● EXERCISE OBJECTIVE
Lines containing the word "hipSuccess" in the data below: say how many, with no other text.

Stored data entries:
--- START ---

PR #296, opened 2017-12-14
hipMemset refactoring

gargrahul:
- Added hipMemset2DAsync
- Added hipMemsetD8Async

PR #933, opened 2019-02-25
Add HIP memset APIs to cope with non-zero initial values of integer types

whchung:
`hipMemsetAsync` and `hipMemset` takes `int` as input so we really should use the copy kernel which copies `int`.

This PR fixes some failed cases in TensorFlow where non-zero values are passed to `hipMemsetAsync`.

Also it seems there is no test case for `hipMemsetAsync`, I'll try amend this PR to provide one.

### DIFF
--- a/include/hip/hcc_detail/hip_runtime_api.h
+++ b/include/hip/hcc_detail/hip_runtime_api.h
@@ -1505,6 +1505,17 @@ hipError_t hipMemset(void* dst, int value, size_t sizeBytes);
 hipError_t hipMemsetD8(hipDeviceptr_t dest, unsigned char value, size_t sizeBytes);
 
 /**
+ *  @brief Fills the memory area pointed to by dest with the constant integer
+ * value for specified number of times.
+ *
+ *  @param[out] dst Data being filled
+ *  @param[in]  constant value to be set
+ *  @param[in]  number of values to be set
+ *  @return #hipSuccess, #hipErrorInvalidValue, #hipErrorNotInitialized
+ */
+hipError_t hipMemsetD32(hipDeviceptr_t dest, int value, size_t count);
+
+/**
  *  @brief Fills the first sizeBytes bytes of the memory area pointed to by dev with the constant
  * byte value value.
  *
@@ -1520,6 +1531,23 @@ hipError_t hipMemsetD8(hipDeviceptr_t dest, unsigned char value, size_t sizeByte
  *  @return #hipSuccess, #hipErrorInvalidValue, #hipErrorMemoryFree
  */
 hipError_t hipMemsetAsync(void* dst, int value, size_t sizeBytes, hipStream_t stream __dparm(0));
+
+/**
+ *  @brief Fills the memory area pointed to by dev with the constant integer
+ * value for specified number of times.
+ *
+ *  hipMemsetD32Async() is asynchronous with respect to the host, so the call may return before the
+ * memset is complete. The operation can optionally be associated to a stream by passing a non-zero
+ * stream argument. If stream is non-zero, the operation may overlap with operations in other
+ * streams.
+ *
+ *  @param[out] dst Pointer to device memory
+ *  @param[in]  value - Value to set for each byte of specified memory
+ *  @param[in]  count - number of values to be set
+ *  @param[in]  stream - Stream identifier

--- END ---

● YOUR RESPONSE
2